While it is your goal to be the man where it happened, sometimes you come across things that should not happen. As you were wheeling and dealing a high society trading favors and blackmail, you found something that should not happen. A Vampire, or a necromancer pretending to be a vampire you don't really know. What you do know is that he was closing his grip around the political scene you were moving and shaking in so you stole all his paperwork, half of his gold and his shoes. Then gave it over to the Witch Hunters to let them sort it out. You kept the gold and his shoes though, both were nice. (+3 Intrigue, +1 Piety.

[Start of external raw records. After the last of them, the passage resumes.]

PR #74, opened 2019-03-19
First example of post processing module based off of CuratedSorting

colehurwitz31:
Hoping to get some feedback on this class. I wanted it to be similar to the filterrecording structure where each postprocessing module is a class based off of the CuratedSortingExtractor.

@alejoe91 @samuelgarcia

### DIFF
--- a/examples/sorters_example.ipynb
+++ b/examples/sorters_example.ipynb
@@ -115,16 +115,7 @@
    "outputs": [],
    "source": [
     "# Tridesclous\n",
-    "sortin_TDC = st.sorters.run_tridesclous(recording, output_folder='tmp_TDC')\n"
-   ]
-  },
-  {
-   "cell_type": "code",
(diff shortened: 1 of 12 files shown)


alejoe91:
Hi Cole!

It looks good to me but I would change the naming as I think it can be a bit confusing.

colehurwitz31:
I want to have threshold in the name so that they know that it will get rid of units below that threshold. I can think about a better name that still contains threshold though

colehurwitz31:
How does that look?

colehurwitz31:
Got a weird travis error:

KeyError: "Unable to open object (object 'clusters' doesn't exist)"

In the Klusta test suite... Have you seen this before?

@alejoe91 @samuelgarcia

colehurwitz31:
Ready to merge when you are @alejoe91

PR #80, opened 2019-03-28
Exposed all objects for GUI

colehurwitz31:
Exposed all objects for GUI

### DIFF
--- a/spiketoolkit/postprocessing/__init__.py
+++ b/spiketoolkit/postprocessing/__init__.py
@@ -1,2 +1,2 @@
 from .postprocessing import getUnitWaveforms, getUnitTemplate, getUnitMaxChannel, computePCAScores,  exportToPhy
-from .threshold_min_num_spikes import threshold_min_num_spikes
+from .threshold_min_num_spikes import threshold_min_num_spikes, ThresholdMinNumSpike
--- a/spiketoolkit/preprocessing/__init__.py
+++ b/spiketoolkit/preprocessing/__init__.py
@@ -1,7 +1,7 @@
-from .bandpass_filter import bandpass_filter
-from .notch_filter import notch_filter
-from .whiten import whiten
-from .common_reference import common_reference
-from .resample import resample
-from .rectify import rectify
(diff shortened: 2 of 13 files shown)


colehurwitz31:
This allows the GUI to get the preprocessing classes from spiketoolkit rather than just the functions. Also, I removed some asterisks from preprocessing that forced keywords.. they were annoying. If you want me to put them back, then I will, but I think they are unnecessary.

colehurwitz31:
It is ready to be merged whenever

samuelgarcia:
Hi @colehurwitz31 .
If I anderstand correctly you force keywaord argument anywhere in this PR to make the GUI easier.

Don't you plan to in add some attribute directly in tookit to describe gui_params ?

Like:

```python
class BandpassFilterRecording:
  _gui_parms = [
        {'name':'freq_min', 'value': 300., 'type':'float'},
        {'name':'freq_max', 'value': 6000., 'type':'float'},
    ...
    ]
    def __init__(...):
         ...
```

colehurwitz31:
I don’t actually force keyword arguments anywhere. I removed the asterisks that force keyword arguments. The only changes I made here other than that is exposing the objects.

Yes, I plan to add GUI params soon, but I ran into a bug with the the PyQtGraph Parameter library that I was trying to solve first where default values are not working as intended. I am also planning on implementing extractor_list, preprocessing_list, and posprocessing_list similar to sortinglist.

samuelgarcia:
OK sorry.
I read this too fastly.

samuelgarcia:
This is OK for me.

My only concern is that you made some pep8 modification on launcher and BaseSorter since I am working on this in #73 I hope that I won't have conflict.

colehurwitz31:
I actually don’t think I really changed anything in those two modules (all the spaces I deleted, I added back) So I don’t think there will be any conflicts, but I am not sure. I probably shouldn’t have added them to the commit.

samuelgarcia:
No worry, we will see git shoudl be able to merge this :)

PR #82, opened 2019-04-03
Avoid copy the entire when it is a BinDatRecordingExtractor with framefirst=True

samuelgarcia:
see #71 
Several sorter naturaly work with the BinDatRecordingExtractor as input:
  * tridesclous
  * kilosort
  * kilosrt2
  * klusta
  * circus (with some modification)
For the moment, the recording is always copied into private file even if the input is already the correct format.

In this PR we check if the input recording has already the correct format and in that case there is no copy at all.

This should save ressource with the launcher because recording could be copied only once for all sorter making the comparison much fatser with less disk footprint.

@colehurwitz31 @alejoe91 : I did it only for tridesclous at the moment. If you validate this I will propagate this to others sorters.


colehurwitz31:
Yes, I think this is good! The other sorters should have something similar.

alejoe91:
@samuelgarcia good idea. 
Also I think we should make the changes that we made to the writeBinaryFormat (time_axis etc) into the write_recording static method of the bindat extractor and use that instead.

What do you think?

samuelgarcia:
@alejoe91 I think it is good to have a simple and indepedant function in tools.py for that.
I think we just should reimpleement BinDatRecordingExtractor.writeRecording that would be a call to this function. No ?
For the moment until Cole have finish the big change about the case, I still have an old version of spikeextractor. I prefer to not make any change now in spikeextractor and focus only on spiketoolkit.

samuelgarcia:
This PR is quite old and I won't do much more on this.

Basically it make possible to not copy inside the path the recording in case of BinDatRecordingExtractor for tridesclous an klusta.
It also add the possibility in the launcher to copy everything inside and share file across sorter. This avoid many copy.

If travis pass test, then ready to merge.

samuelgarcia:
Travis is failing because of HS.
I think a new change in HS must trigger a new bug here.
This have nothing todo with this PR.
I think we can merge. So I could go back to comparison and improve the **compute_performance** with by cluster metrics.

alejoe91:
Ok merging :)

alejoe91:
merged

PR #83, opened 2019-04-03
Revenge of the Snake Case

colehurwitz31:


colehurwitz31:
Close to being refactored! The only failing test is the mountainsort test because I think it is locally using an older version of spikeextractor. @magland Can you update ms4 to work with spikeextractors 0.4.0?

samuelgarcia:
Amazing work.
Waouh.
the travis is more complaining about a "getChannelIds". Is it the problem ?

alejoe91:
@samuelgarcia yes ms4 uses internally spikeextractors, so we need to update it. I can try to do it tomorrow in my fork and send a PR to @magland

samuelgarcia:
OK.
I think they should do a tag/release in MS4 before the case transition and then include the patch.

PR #94, opened 2019-04-24
Added docstrings

alejoe91:
- preprocessing
- postprocessing
- validation

will finish comparison before merging


alejoe91:
also removed curation folder

colehurwitz31:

Enmity of ???)

[] The other guys were magic (6 cost):

So this was more luck than actual effort you had to admit. You were one of the lucky few to be born with magic sparks! Or unlucky people who had to put up with the winds trying to turn you into a wind puppet… wind sock? While you were far from actually legitimately trained, there was the potential. Which is probably a bad thing. (Untrained Magic Potential)

- [] Some… dodgy training (1 cost)

Now you were not the kind of fellow to get mixed up in the real bad sort of the world, not yet at least. You wanted to try your hand at other things first. But you did find some hedge wizards doing some… hedgy things that might not be exactly this side of approved. (Some minor training in hedge magic. Which is extremely basic, and probably only slightly better than nothing.)

- [] Some training from an out of luck sort (3 cost)

All around the world were wizards doing wizard things and some of those wizards ended up on hard times. Got behind on their dues to the colleges. Owed some money to a powerful Sultan. That sort of thing. Luckily there you were to step right in and pay for some genuine teaching… probably genuine (Some lessons in an "approved" syllabus of magecraft.)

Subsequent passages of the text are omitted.